Cloudflare Origin Certificates and Azure App Services

Azure

Cloudflare Logo

I recently made the move to Cloudflare and have been talking to anyone who will listen about how great it is, both for simplicity and nerdy security features. Yes, even after the media sensation that was #CloudBleed.

One of the things I wanted to do once I moved to Cloudflare was ensure that I had TLS across the entire pipeline. Whilst Cloudflare will ensure you have TLS between the browser and their servers, but they’re a bit more permissive when it comes to TLS between their servers and your origin server (in my case Azure App Service). You’ll see these kinds of images floating around explaining this:

Cloudflare Flexible SSL

Flexible: Where Cloudflare communicates with your origin server over HTTP

Cloudflare Flexible SSL

Full SSL: Where Cloudflare communicates with your origin server over HTTPS, using any old SSL certificate

Cloudflare Flexible SSL

Full SSL (Strict): Where Cloudflare communicates with your origin server over HTTPS, using an SSL certificate issued by a valid Certificate Authority

Image Source: Cloudflare

So, ideally what we want is Full SSL (Strict). Luckily Cloudflare is awesome and provides you with the ability to generate a Cloudflare signed certificate for your origin within the Crypto section of their portal, that complies with the Strict policy. This is included in their free tier. However, for the uninitiated this can be tricky to use, especially if you’re in the Windows world and need a pfx or a format not supplied by Cloudflare.

It’s simple enough once you know how though, so let’s create a pfx for use within Azure App Service, using openssl. This will work on both your Linux distribution of choice and WSL (Windows Subsystem for Linux, otherwise known as Bash on Ununtu on Windows).

Creating an Origin Certificate

You’ll find the Origin Certificates section in the Crypto section for your site. If you click 'Create Certificate' you’ll get the following:

Cloudflare Origin Certificate

We’ll leave the defaults and progress to the next step. I’m not going to preach here about certificate lifetime lengths.

Next, we’ll be presented with our Origin Certificate and Private Key. We’ll leave the defaults with a key format of PEM. Copy the certificate and key to your text editor of choice and save them with a file extension of .pem and .key respectively. These certificates will be in the format of -----BEGIN CERTIFICATE----- and -----END CERTIFICATE-----. We like these, make sure to copy them across too.

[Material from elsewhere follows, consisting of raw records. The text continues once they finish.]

PR #569, opened 2024-05-15
refactor memory management

alexanderguzhva:
Replaced some `new T[]` with `std::make_unique<T[]>` to make the code safer.
/kind improvement

### DIFF
--- a/include/knowhere/dataset.h
+++ b/include/knowhere/dataset.h
@@ -21,6 +21,7 @@
 #include <variant>
 
 #include "comp/index_param.h"
+#include "knowhere/range_util.h"
 #include "knowhere/sparse_utils.h"
 
 namespace knowhere {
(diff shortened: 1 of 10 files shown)


include/knowhere/dataset.h
```diff
@@ -71,18 +72,46 @@ class DataSet : public std::enable_shared_from_this<const DataSet> {
...
+    void
+    SetIds(std::unique_ptr<long int[]>&& ids) {
+        static_assert(sizeof(long int) == sizeof(int64_t));
+
+        std::unique_lock lock(mutex_);
+        this->data_[meta::IDS] = Var(std::in_place_index<2>, reinterpret_cast<int64_t*>(ids.release()));
+    }
+
+    void
+    SetIds(std::unique_ptr<long long int[]>&& ids) {
```
liliu-z, line 108: We we don't simply accept a `std::unique_ptr<int64_t[]>&& ids` ?

alexanderguzhva: `int64_t` is different on linux and on macos, this was the root of the problem why I implemented it this way

include/knowhere/dataset.h
```diff
@@ -71,18 +72,46 @@ class DataSet : public std::enable_shared_from_this<const DataSet> {
         this->data_[meta::DISTANCE] = Var(std::in_place_index<0>, dis);
     }
```
liliu-z, line 73: We can remove these old raw pointer based API

liliu-z (approved):
/lgtm

PR #574, opened 2024-05-21
Fix kmeans init dead loop when dist is inf

### LINKED ISSUE #575: Bug: kmeans init dead loop when distance is inf
use random init for this case

chasingegg:
/kind bug

Close #575


foxspy (approved):
/lgtm

PR #599, opened 2024-05-24
remove seed_ef and use ef for hnsw iterator

zhengbuqian:
kind/improvement

issue: https://github.com/zilliztech/knowhere/issues/500

### DIFF
--- a/src/index/hnsw/hnsw_config.h
+++ b/src/index/hnsw/hnsw_config.h
@@ -30,7 +30,6 @@ class HnswConfig : public BaseConfig {
     CFG_INT M;
     CFG_INT efConstruction;
     CFG_INT ef;
-    CFG_INT seed_ef;
     CFG_INT overview_levels;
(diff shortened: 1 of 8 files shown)


zhengbuqian:
kind/improvement

issue: #500

src/index/hnsw/hnsw_config.h
```diff
@@ -45,11 +44,6 @@ class HnswConfig : public BaseConfig {
             .set_range(1, std::numeric_limits<CFG_INT::value_type>::max())
             .for_search()
```
alwayslove2013, line 45: seems that `ef` need for_iterator

alwayslove2013 (changes requested):

src/index/hnsw/hnsw_config.h
zhengbuqian: good catch!

zhengbuqian:
kind/improvement

issue: https://github.com/zilliztech/knowhere/issues/500

PR #632, opened 2024-06-04
Upgrade index version

hhy3:


zhengbuqian:
chatted with @foxspy , we'll not bump index version for cardinal hnsw sparse support. closing this

PR #659, opened 2024-06-20
Add following APIs to facilitate DataSet conversion

cydrain:
* ConvertFromDataTypeIfNeeded()
 * ConvertToDataTypeIfNeeded()

### DIFF
--- a/include/knowhere/utils.h
+++ b/include/knowhere/utils.h
@@ -127,6 +127,39 @@ data_type_conversion(const DataSet& src) {
     return des;
 }
 
+// Convert DataSet from DataType to float
+template <typename DataType>
+inline DataSetPtr
+ConvertFromDataTypeIfNeeded(const DataSetPtr ds) {
+    if constexpr (std::is_same_v<DataType, typename MockData<DataType>::type>) {
+        return ds;
+    } else {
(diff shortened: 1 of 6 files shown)


Presburger (approved):

include/knowhere/utils.h
```diff
@@ -127,6 +127,39 @@ data_type_conversion(const DataSet& src) {
...
+        return data_type_conversion<DataType, typename MockData<DataType>::type>(*ds);
+    }
+}
+
+// Convert DataSet from DataType to float
+template <typename DataType>
+inline std::shared_ptr<const DataSet>
+ConvertFromDataTypeIfNeeded(const DataSet& ds) {
+    if constexpr (std::is_same_v<DataType, typename MockData<DataType>::type>) {
+        return ds.shared_from_this();
```
zhengbuqian, line 146: this is very strange: we don't know who owns the dataset, how can we just create a shared ptr from it? This implicitly requires the passed in `ds` to be already managed by a shared ptr. This requirement is satisfied for now, but could lead to a hard to find bug in the future.

but this issue is not introduced by this PR, we can figure out a solution and put up a fix later.

cydrain: plan to file another PR to change all APIs' input parameter to shared_ptr to avoid this issue completely

PR #671, opened 2024-06-27
[range search] iterator stops only if exceeds radius several times consecutively.

alwayslove2013:
A new param - range_search_level, default 0.01
- iterator stops only if it consecutively exceeds the `radius` more than `num_next() * range_search_level` times.


foxspy (approved):
/lgtm

PR #674, opened 2024-07-01
remove additional metric_type definition from diskann_config

alwayslove2013:
just `BaseConfig` is ok.
https://github.com/zilliztech/knowhere/blob/f0c16f4e47ca7d1b90540d870fa2f6cb9f8048a7/include/knowhere/config.h#L649-L655


foxspy (approved):
/lgtm

PR #676, opened 2024-07-01
a theoretical fix for binary data type

alexanderguzhva:
Faiss `IndexBinary`-derived indices prohibit `dim % 8 != 0` use cases. Still, it is needed to correctly handle non-standard `dim` values inside Knowhere, just in hope that a Faiss might lift its restriction one day.

/kind improvement

### DIFF
--- a/src/index/flat/flat.cc
+++ b/src/index/flat/flat.cc
@@ -117,7 +117,8 @@ class FlatIndexNode : public IndexNode {
                         faiss::SearchParameters search_params;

Once you’re done, press okay to complete creation, and confirm the certificate is now in the list of Origin Certificates.

Creating the PFX

Now we want to create a PFX from our PEM and Key files, so that we can use the certificate within Azure. So, let’s navigate to the directory containing these two files and spin up openssl.

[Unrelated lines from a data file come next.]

Issue #687, opened 2024-07-04
sparse vector search to support BM25 metric


zhengbuqian:
when using such metric, the query vector is expected to be IDF vector, while the doc vector is expected to be TF vector. `k1`, `b` and `avgdl` of BM25 formula must also be provided.

For both index, k1 and b must be provided at build/load time. When using inverted index, k1 and b can be overridden at search time, but when using WAND, the same k1 and b must be used.

PR #688, opened 2024-07-04
Add bm25 metric type to inverted index/wand

zhengbuqian:
Also reduced number of sparse unit tests so it won't take too long.

/kind feature
issue: #687

### DIFF
--- a/src/common/comp/brute_force.cc
+++ b/src/common/comp/brute_force.cc
@@ -37,6 +37,30 @@ namespace knowhere {
 
 class BruteForceConfig : public BaseConfig {};
 
+namespace {
+
+template <typename T>
+expected<sparse::DocValueComputer<T>>
+GetDocValueComputer(const BruteForceConfig& cfg) {
+    if (IsMetricType(cfg.metric_type.value(), metric::IP)) {
+        return sparse::GetDocValueOriginalComputer<T>();
+    } else if (IsMetricType(cfg.metric_type.value(), metric::BM25)) {
+        if (!cfg.bm25_k1.has_value() || !cfg.bm25_b.has_value() || !cfg.bm25_avgdl.has_value()) {
+            return expected<sparse::DocValueComputer<T>>::Err(
+                Status::invalid_args, "bm25_k1, bm25_b, bm25_avgdl must be set when searching for bm25 metric");
+        }
+        auto k1 = cfg.bm25_k1.value();
+        auto b = cfg.bm25_b.value();
+        auto avgdl = cfg.bm25_avgdl.value();
+        return sparse::GetDocValueBM25Computer<T>(k1, b, avgdl);
+    } else {
+        return expected<sparse::DocValueComputer<T>>::Err(Status::invalid_metric_type,
+                                                          "metric type not supported for sparse vector");
+    }
+}
+
+}  // namespace
+
 template <typename DataType>
 expected<DataSetPtr>
 BruteForce::Search(const DataSetPtr base_dataset, const DataSetPtr query_dataset, const Json& config,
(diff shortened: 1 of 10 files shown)


src/common/comp/brute_force.cc
```diff
@@ -37,6 +37,30 @@ namespace knowhere {
...
+expected<sparse::DocValueComputer<T>>
+GetDocValueComputer(const BruteForceConfig& cfg) {
+    if (IsMetricType(cfg.metric_type.value(), metric::IP)) {
+        return sparse::GetDocValueOriginalComputer<T>();
+    } else if (IsMetricType(cfg.metric_type.value(), metric::BM25)) {
+        if (!cfg.bm25_k1.has_value() || !cfg.bm25_b.has_value() || !cfg.bm25_avgdl.has_value()) {
+            return expected<sparse::DocValueComputer<T>>::Err(
+                Status::invalid_args, "bm25_k1, bm25_b, bm25_avgdl must be set when searching for bm25 metric");
+        }
+        auto k1 = cfg.bm25_k1.value();
```
alexanderguzhva, line 52: Please add constraints on possible value ranges for `k1`, `b` and `avgdl` as well. For example, `avgdl` should be non-zero, as far as I see from the code.
Also, there is a duplicate code down below that also needs such a check, is it possible to add something like 
`static bool CheckBM25Params(const BaseConfig& config) {...}` ?

src/common/comp/brute_force.cc
```diff
@@ -352,7 +385,14 @@ BruteForce::RangeSearch(const DataSetPtr base_dataset, const DataSetPtr query_da
...
                     }
-                    auto dist = cur_query->dot(xb_sparse[j]);
+                    float row_sum = 0;
+                    if (is_bm25) {
+                        for (size_t k = 0; k < xb_sparse[j].size(); ++k) {
+                            auto [d, v] = xb_sparse[j][k];
+                            row_sum += v;
+                        }
+                    }
+                    auto dist = cur_query->dot(xb_sparse[j], sparse_computer, row_sum);
```
alexanderguzhva, line 395: Please move this code inside `SparseRow` to have the caller to use it as follows:
```
float dist = 0;
if (is_bm25) {
    dist = cur_query->dot_sparse(xb_sparse[j], sparse_computer);
} else {
    dist = cur_query->dot(xb_sparse[j]);
}
```
The code from the change belongs to `SparseRow` class.

src/common/comp/brute_force.cc
```diff
@@ -500,7 +538,14 @@ BruteForce::SearchSparseWithBuf(const DataSetPtr base_dataset, const DataSetPtr
...
                 }
-                float dist = row.dot(base[j]);
+                float row_sum = 0;
+                if (is_bm25) {
+                    for (size_t k = 0; k < base[j].size(); ++k) {
+                        auto [d, v] = base[j][k];
+                        row_sum += v;
+                    }
+                }
+                float dist = row.dot(base[j], computer, row_sum);
```
alexanderguzhva, line 548: same

src/common/comp/brute_force.cc
```diff
@@ -699,7 +739,14 @@ BruteForce::AnnIterator<knowhere::sparse::SparseRow<float>>(const DataSetPtr bas
...
                     }
-                    auto dist = row.dot(base[j]);
+                    float row_sum = 0;
+                    if (is_bm25) {
+                        for (size_t k = 0; k < base[j].size(); ++k) {
+                            auto [d, v] = base[j][k];
+                            row_sum += v;
+                        }
+                    }
+                    auto dist = row.dot(base[j], computer, row_sum);
```
alexanderguzhva, line 749: same

src/common/comp/brute_force.cc
zhengbuqian: the value ranges are defined in `config.h` and automatically checked, for example:

```cpp
KNOWHERE_CONFIG_DECLARE_FIELD(bm25_k1)
    .allow_empty_without_default()
    .set_range(0.0, 3.0)
    .description("BM25 k1 to tune the term frequency scaling factor")
    .for_train_and_search()
    .for_iterator()
    .for_deserialize()
    .for_deserialize_from_file();
```

src/common/comp/brute_force.cc
zhengbuqian: the reason why I made the caller to compute and pass in the row sum: 

* we don't need to compute the row sum for IP metric, thus I don't want to make `row_sum` an always computed member of `SparseRow`. 
* if we want to do some "lazy compute row sum and store in SparseRow" thing, we need to protect from concurrent row sum update which might be an overkill? also `dot` is a const method which makes it harder
* with bm25 on index we can precompute and cache the row sums, so that in `InvertedIndex::refine_and_collect` we pass the cached row sum to `dot`
* in the case of brute force, the incoming Dataset is a const one and we cannot modify it(create/update cached row sum)

if we still want to have the `SparseRow` to own the row sum computation logic:

```cpp
// dot_sparse to accept an optional row sum:
float dot_sparse(other, computer, std::optional<T> other_row_sum = std::nullopt) const {
    T row_sum = other_sum.has_value() ? other_sum.value() : row_sum();
    ...
}

// computes row sum on the fly, does not cache
float row_sum() const {}
```

WDYT?

zhengbuqian (commented):
thanks Alex!

src/common/comp/brute_force.cc
alexanderguzhva: your arguments totally make sense.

If you’re using WSL, you can access your drives from the /mnt directory.

And use the command (where my origin certs where saved as cloudflare-test):

openssl pkcs12 -export -inkey cloudflare-test.key -in cloudflare-test.pem -name cloudflare-test -out cloudflare-test.pfx

This will create our pfx, which we can then upload to the SSL Certificates section of our Azure App Service. Job done!